Struktur pertama adalah sumur dengan diameter 2,8 meter, memiliki lantai di bagian luar sumur, serta saluran pembuangan sepanjang tujuh meter.
"Sumur ini dibangun dengan jenius, karena pembuangannya diatur agar tak mencemari laut. Ini satu-satunya benteng di Indonesia yang polanya seperti ini," ungkap arkeolog lainnya, Agus Tri Hascaryo.
Struktur kedua yang ditemukan adalah sumur yang lebih kecil, jaraknya hanya sekitar dua meter dari sumur pertama. Temuan struktur ketiga berbentuk memanjang di dalam tanah, namun belum diketahui bentuk utuh dan fungsinya.
Sedangkan struktur keempat yang ditemukan berbentuk lingkaran yang tidak utuh, namun tidak memiliki kedalaman sehingga dipastikan bukan sumur.
Selain menemukan struktur bangunan, peneliti juga berhasil menggali tinggalan penting lainnya seperti uang kuno, pecahan gerabah, dan keramik.
Menurut Irna, dua keping uang yang ditemukan dikeluarkan pada masa pemerintahan Hindia Belanda, sedangkan satu keping lainnya dikeluarkan oleh Perusahaan Hindia Timur Belanda atau Vereenigde Oostindische Compagnie (VOC).
Dari keping uang yang dikeluarkan VOC, menunjukkan jika benteng tersebut sudah ditempati sejak kedatangan bangsa barat di Kwandang.
Sementara itu, fragmen keramik yang ditemukan memiliki variasi corak dan warna diantaranya biru dan putih. Keramik itu diduga merupakan keramik Cina, yang diproduksi pada akhir abad XVII.
Temuan yang tak kalah penting adalah bongkahan arang. Jejak karbon pada arang tersebut dapat digunakan untuk mengungkap usia bangunan.
"Temuan arang ini sangat berarti bagi kami. Arangnya akan dikirim ke laboratorium untuk analisis carbon date," ujar Irna.
Menanggapi hal itu, Wakil Bupati Gorontalo Utara Thoriq Modanggu berjanji pihaknya akan menjaga cagar budaya itu dengan melibatkan peran warga setempat.
"Temuan ini adalah harta yang tidak ternilai bagi Gorontalo Utara.
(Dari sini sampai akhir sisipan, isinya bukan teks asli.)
PR #1065, opened 2021-11-29
Stancjs data-gen

rok-cesnovar:
I re-added the stancjs data-gen test and locally I am seeing no issues, the output is exactly the same each time. Just trying to run on CI for now.

## Copyright and Licensing


Jenkinsfile
```diff
@@ -55,7 +55,7 @@ pipeline {
                     def stanMathSigs = ['test/integration/signatures/stan_math_sigs.expected'].join(" ")
                     skipExpressionTests = utils.verifyChanges(stanMathSigs)
 
-                    def sourceCodePaths = ['src'].join(" ")
+                    def sourceCodePaths = ['src', 'test/integration/good', 'test/stancjs'].join(" ")
```
rok-cesnovar, line 58: We should run all tests also when we just add new tests.

WardBrian: I agree, though ideally we wouldn't rebuild all the binaries if only `test/` changed

rok-cesnovar: Good call. Done.

WardBrian:
For me, running this locally does not yield the same results consistently. Not sure if it's a platform dependent issue (I'm on Ubuntu 20.04.3)

rok-cesnovar:
Weird, I am on the ubuntu 20.04 LTS as well (tried on two different machines). This is not a really crucial thing to waste too much time on it. Lets keep this open and I am going to tag you if I have something to test.

WardBrian:
We can see if it works in CI. The other thing we could do is rather than printing the random numbers, load the json and assert that each member has the correct shape (similar to how our tests end up looking in cmdstan interfaces)

rok-cesnovar:
Ok, CI fails as well, which is good in this case. Will check the shape and be done with this.

WardBrian (approved):

PR #1069, opened 2021-12-02
Make inlining of includes optional in the pretty printer.

### LINKED ISSUE #1042: Support pretty-printing without inlining #include-d code

WardBrian:
Closes #1042. @spinkney I'd appreciate if you could try this on some code, our tests don't feature all too many `#include` statements. I can give you a binary via slack or email.

The basic idea of this PR is very simple: store `#include` directives the same way we store comments, and add the ability to filter during printing based on if a statement has its location as "included" from somewhere. 

Unforunately, there were several bugs with the current way we were creating and processing locations around included files that made this PR larger. In particular, the first token of the new lexbuf was marked as starting in the old file, and fixing this required some finessing mutable fields in the lexer.

Unlike with comments, if the pretty-printer cannot place an `#include` it produces a fatal error. This is to ensure safety - we should never be moving them around. This does mean some technically legal stan programs could not be pretty-printed without inlining includes, like

```stan
if (1) {
} #include <test.stan>
```
test.stan:
```stan
else {

}
```
Will fail and not produce any pretty-printed output.

#### Submission Checklist

- [x] Run unit tests
- Documentation
    - [x] If a user-facing facing change was made, the documentation PR is here: https://github.com/stan-dev/docs/pull/449
   
## Release notes

`--auto-format` no longer prints code which originated from an `#include` directive. This can be re-enabled by using `canonicalize=includes`

## Copyright and Licensing


WardBrian:
Built binaries are available here: https://jenkins.mc-stan.org/job/stanc3-test-binaries/175/artifact/bin/

spinkney:
You can try with some or all of the Stan files in the examples folder of this repo https://github.com/spinkney/helpful_stan_functions. 

As a personal note, I may go a bit dark or be slow to respond for the next few weeks as I'm starting a new job on Monday.

rok-cesnovar:
I tried it on Sean's repo. It mostly looks good, I did found one minor thing.

a.stanfunctions:
```stan
real a_fun() {
  return 0;
}
```

b.stanfunctions:
```stan
#include <a.stanfunctions>

real b_fun() {
  return 1;
}
```
The second file gets formatted as:

```stan
#include <a.stanfunctions>
                          
                          real b_fun() {
                            return 1;
                          }
```

rok-cesnovar:
Works great, tried it again on Sean's repo and its 👍🏼 Tests also look good. 

I am not as confident in reviewing the preprocessor code. If Niko has time to have a look at that, that would be better probably.

src/frontend/Pretty_printing.ml
```diff
@@ -47,32 +72,44 @@ let skip_comments loc =
...
     @ List.filter_map (get_comments loc) ~f:(function
+        | `Include, l, loc ->
+            (* This prevents against bad behavior, but also really terrible but technically allowed things fail
+               For example, an if statement where the 'else' is entirely inside the include.
+               This makes the failure noisy rather than ever producing anything invalid for these. *)
+            Common.FatalError.fatal_error_msg
+              [%message
+                "Attempting to move include!"
+                  (l : string list)
+                  (loc : Middle.Location_span.t)]
```
nhuurre, line 83: 1. "Attempting to move include" is not the problem, it is a failed attempt at solving the problem. The error message should say something like "Cannot format #include in this position."
2. `FatalError` is meant for unreachable code, and advises the user to file a bug report. However, that is not appropriate here: tricky includes are allowed by the language and we don't plan to support pretty printing them. We need a new error mechanism for this case.
3. Another bad behavior is when the `if`branch is entirely inside the include but `else` is outside. That is not caught until the validation step at the very end of pretty printing.

src/frontend/Pretty_printing.ml
```diff
@@ -369,63 +411,66 @@ and pp_recursive_ifthenelse ppf (s, loc) =
...
-  | FunDef {returntype= rt; funname= id; arguments= args; body= b} -> (
-      let loc_of (_, _, id) = id.id_loc in
-      pf ppf "%a %a(%a" pp_returntype rt pp_identifier id
-        (box (pp_list_of pp_args loc_of))
-        (args, {loc with end_loc= b.smeta.loc.begin_loc}) ;
-      match b with
-      | {stmt= Skip; _} -> pf ppf ");"
-      | b -> pf ppf ") %a" pp_statement b )
+  if (not !print_included) && Option.is_some loc.end_loc.included_from then ()
+  else
```
nhuurre, line 415:
```suggestion
  if !print_included || Option.is_none loc.end_loc.included_from then
```
The same line is also present in `pp_space`. Would it be possible to move all this logic to `pp_list_of_statements`? I'd rather have the caller decide which statements need to be printed than `pp_statement` and `pp_space` sometimes be no-ops. There are some calls to `pp_statement` outside of `pp_list_of_statements` but I don't think any of those allow #include anyway.

nhuurre (changes requested):

src/middle/Location.ml
```diff
@@ -75,6 +59,24 @@ let rec to_string ?printed_filename ?(print_file = true) ?(print_line = true)
     | None -> "" in
   sprintf "%s%scolumn %d%s" file line loc.col_num incl
 
+let compare loc1 loc2 =
+  let rec unfold = function
+    | {included_from= None; _} as loc -> [loc]
+    | {included_from= Some loc1; _} as loc2 ->
+        (* force tiebreaker to go to the file included from *)
+        loc2 :: unfold {loc1 with line_num= loc1.line_num + 1} in
```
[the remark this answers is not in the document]
WardBrian: This is required due to the fact that comments/includes never call Lexing.token directly, so their position information is sometimes hairy. In particular, if two includes happen in a row the positions can all end up higher than they should from an included file.

The best example I can think of comes from running test/integration/rstanarm/binomial.stan without this line:
https://gist.github.com/WardBrian/d73f77b54339b3af5b621202b041a49c#file-binomial-bad-stan-L342

The functions block here has two includes in a row. Inserting anything in between them, even another comment, seems to fix the issue

It may be possible to avoid doing this if we really sort out 100% the issues with the preprocessor/lexer. The issue in the above is that the immediate next thing after the `#include` is another `#include`, so we never 100% reset the token positions. There's probably a similar hack available as what this currently does in finish_comment, but it's difficult to avoid 'artificially' inserting line breaks. If you're able to spend some time debugging I'd appreciate the help here

src/frontend/Ast.ml
```diff
@@ -347,7 +347,7 @@ let get_first_loc (s : untyped_statement) =
    |IfThenElse (e, _, _)
    |While (e, _) ->
       e.emeta.loc.begin_loc
-  | Profile _ | Block _ -> s.smeta.loc.begin_loc
+  | Assignment _ | Profile _ | Block _ -> s.smeta.loc.begin_loc
```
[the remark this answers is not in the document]
WardBrian: Complicated question! The previous way of getting a location out of an assignment was based around the id location. This led to a lot of headaches with the preprocessor-start-position issues. In particular, assignment is the only statement which 1. began with an identifier (meaning no previous token reset the positions of the parser) and 2. used the position of that identifier for its position. I was not able to make the location of the identifiers correct despite trying for some time, but this reports the same location in all previously correct instances and fixes the issue.

src/frontend/Preprocessor.ml
```diff
@@ -12,6 +13,34 @@ let dup_exists l =
...
+let current_buffer () =
+  let buf = Stack.top_exn include_stack in
+  buf
+
+let pop_buffer () = Stack.pop_exn include_stack
+
+let update_start_pos pos =
+  if size () > 1 then
+    let lexbuf = List.nth_exn (Stack.to_list include_stack) 1 in
+    lexbuf.lex_start_p <- pos
```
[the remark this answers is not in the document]
WardBrian: I think you technically may be correct, if a user had a very long string of includes in a row.

The reason this is necessary at all is because of the way we do preprocessing. Basically, the flow of data is like this:

1. The parser is called and given the top of the preprocessor stack
2. It grabs uses that lexbuf to get one token
3. Goto 1

The issue is that inside bullet point 2 we can change the preprocessor stack, but the parser has already bound a reference to the position information of the buffer it was last called with. 

You're right in that 2 could actually add an arbitrary number of includes to the stack, so we should probably update all the start positions of them.

src/frontend/Ast.ml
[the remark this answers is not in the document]
WardBrian: You're right, I didn't catch that. And yes, it also is wrong:

```stan
  // test tildes

  x ~

  exponential(15);
```

gets turned into the following when included
```stan
  x ~  exponential(15);

      // ^^^:   test tildes
```

I'll see if the same fix works here, or if I need to spend more time trying to actually fix identifiers

src/frontend/Pretty_printing.ml
WardBrian: I don't think we can move it because of the recursive calls inside `pp_statement`, like in the `while` case

src/frontend/Pretty_printing.ml
WardBrian: 1. Agreed
2. I would like to encourage bug reports on this, at least for the first few versions, in case we miss any cases we _should_ support. I suppose its possible to say this outside of a `FatalError` however
3. Yeah, that's a bit tricky. Because we don't keep track of the individual locations of `if` and `else`, it's impossible to tell if one of them was included from or not at the moment.

src/frontend/Pretty_printing.ml
nhuurre: I don't think `while (...) #include` works either way.

WardBrian: Ah yep, it only works if you put braces around it, which means it would be a Block and call the list version instead. 

I'm not able to move the logic out of pp_space still. It's still important to call pp_spac*ing* from inside list_of_statements in order to actually place the `#include`

src/frontend/Preprocessor.ml
```diff
@@ -12,6 +13,34 @@ let dup_exists l =
...
+let current_buffer () =
+  let buf = Stack.top_exn include_stack in
+  buf
+
+let pop_buffer () = Stack.pop_exn include_stack
+
+let update_start_positions pos =
+  List.iter
+    ~f:(fun lexbuf -> lexbuf.lex_start_p <- pos)
+    (Stack.to_list include_stack)
```
nhuurre, line 28:
```suggestion
  Stack.iter
    ~f:(fun lexbuf -> lexbuf.lex_start_p <- pos)
    include_stack
```

WardBrian: Good catch

src/frontend/Pretty_printing.ml
WardBrian: I've been trying for a little bit and it's actually rather difficult to hit this case. Most of the 'bad' inputs I have formulated end up failing inside check_correctness, which is a `FatalError` anyway.

Personally, I'm okay with getting a few false positive issues opened about this. If anything it will help us calibrate how much utility there would be to users if we tried really hard to improve this feature past where it is now

nhuurre (approved):

PR #1074, opened 2021-12-09
Clear lexing stack before parsing starts

WardBrian:
This fixes an issue first spotted by @spinkney in #577. The preprocessing stack is never cleared, so in particular a subsequent parse will inherit anything left on the stack. This is only possible to trigger in the Javascript compiler.

Removing the change in `Preprocessor.ml` makes the new test fail like so:

```
Syntax error in 'string', line 8, column 0 to column 5, parsing error:
Expected "generated quantities {" or end of file after end of model block.

Syntax error in 'string', line 8, column 6 to column 7, parsing error:
Expected "generated quantities {" or end of file after end of model block.
```

#### Submission Checklist

- [x] Run unit tests
- Documentation

## Release notes

Fix an issue with parser errors 'sticking around' on subsequent runs, which primarily affected the Javascript compiler

## Copyright and Licensing

### DIFF
--- a/src/frontend/Preprocessor.ml
+++ b/src/frontend/Preprocessor.ml
@@ -14,7 +14,10 @@ let include_stack = Stack.create ()
 let include_paths : string list ref = ref []
 let included_files : string list ref = ref []
 let size () = Stack.length include_stack
-let init buf = Stack.push include_stack buf
+
+let init buf =
+  Stack.clear include_stack ;
+  Stack.push include_stack buf
 
 let current_buffer () =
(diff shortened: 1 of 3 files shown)


WardBrian:
I believe this behavior can/has affected more recent versions of RStan -- see, for example, [this comment](https://discourse.mc-stan.org/t/function-algebra-solver-newton-not-found/24737/6?u=wardbrian)

spinkney:
was this found by seantalts?

rok-cesnovar (approved):
Nice catch! Thanks!

PR #1075, opened 2021-12-10
Add Jacobian adjustment warning to pedantic mode

### LINKED ISSUE #168: Emit warning whenever lhs of ~-statement or first argument of conditional distribution application is not a variable
Warn about adding a log Jacobian term to target

WardBrian:
Closes #168. This adds a warning to pedantic mode which triggers whenever the item on the left of a `~` or the first argument x in `*_lp[dm]f(x| ...)` is potentially a non-linear transformation. 

I implemented a rough heuristic that removes most of the obvious false alarms when using stan-lib functions or basic arithmetic, but it's definitely not perfect. I tried to make it fairly conservative.

Additionally, this won't detect if you do something in the transformed parameters block, for example. I'm not sure how much of a concern that is, or how feasible it would be to detect.

The warning looks like this:
```
Warning in 'jacobian_warning1.stan', line 7, column 2: Left-hand side of
    sampling statement (~) may contain a non-linear transform of a parameter
    or local variable. If it does, you need to include a target += statement
    with the log absolute determinant of the Jacobian of the transform.
```

#### Submission Checklist

- [x] Run unit tests
- Documentation
    - [x] If a user-facing facing change was made, the documentation PR is here: https://github.com/stan-dev/docs/pull/455

## Release notes

Pedantic mode will now warn you to include a `target +=` Jacobian adjustment if it believes a non-linear transformation is occurring during sampling.

## Copyright and Licensing


rok-cesnovar:
@rybern do you maybe have a moment to review this? Given your expertise on the analysis and optimization codebase, I think it would be  great to get your eyes on this. If you don't have time, that is also fine, obviously :)

WardBrian:
I found the original code for this warning in stanc2, and it was much less sophisticated - any time a non-parameter appeared on the left hand side the warning would be emitted

https://github.com/stan-dev/stan/blob/5642cd6dc78bbe49f75c1e9b0c790caed082e140/src/stan/lang/grammars/semantic_actions_def.cpp#L1043-L1055

bob-carpenter:
Sorry for the meaning drift of the function name.  If you look at the implementation, you can see it tries to cut down on false positives by removing linear functions. .   But it wasn't complete and still generated false positives.  See:

https://github.com/stan-dev/rstan/blob/da2fc9c079534a82d3d26adda51ad17bf22f5e2b/rstan/rstan/src/stan/lang/ast/fun/has_non_param_var_vis_def.hpp

WardBrian:
Thanks @bob-carpenter - I just went through and compared the two and mine was (more or less) equivalent. I've made a few additions (function names I had missed, the conditional operator) and now the 'false_alarm' test here doesn't emit any false alarms.

rybern (approved):
Looks good to me! Didn't deeply check the linearity logic but the code looks good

Mungkin sebelumnya tidak menarik, tapi setelah pelan-pelan sejarahnya terungkap, makin banyak hal penting dan menarik dari benteng ini," katanya saat meninjau langsung ekskavasi benteng pada 3 Juli 2021.
Kini, temuan struktur bangunan tersebut sudah dipagari sementara, sebagai penanda kawasan penting dan bukan tempat sampah seperti sebelumnya.
Benar kata Lagani, Benteng Kota Mas ibarat harta karun. Harta berupa jejak masa lampau yang masih tersisa.Tim peneliti mempunyai harapan besar tinggalan yang sudah digali ini, dipelihara dan mendapat perhatian besar dari pemerintah daerah dan masyarakat luas.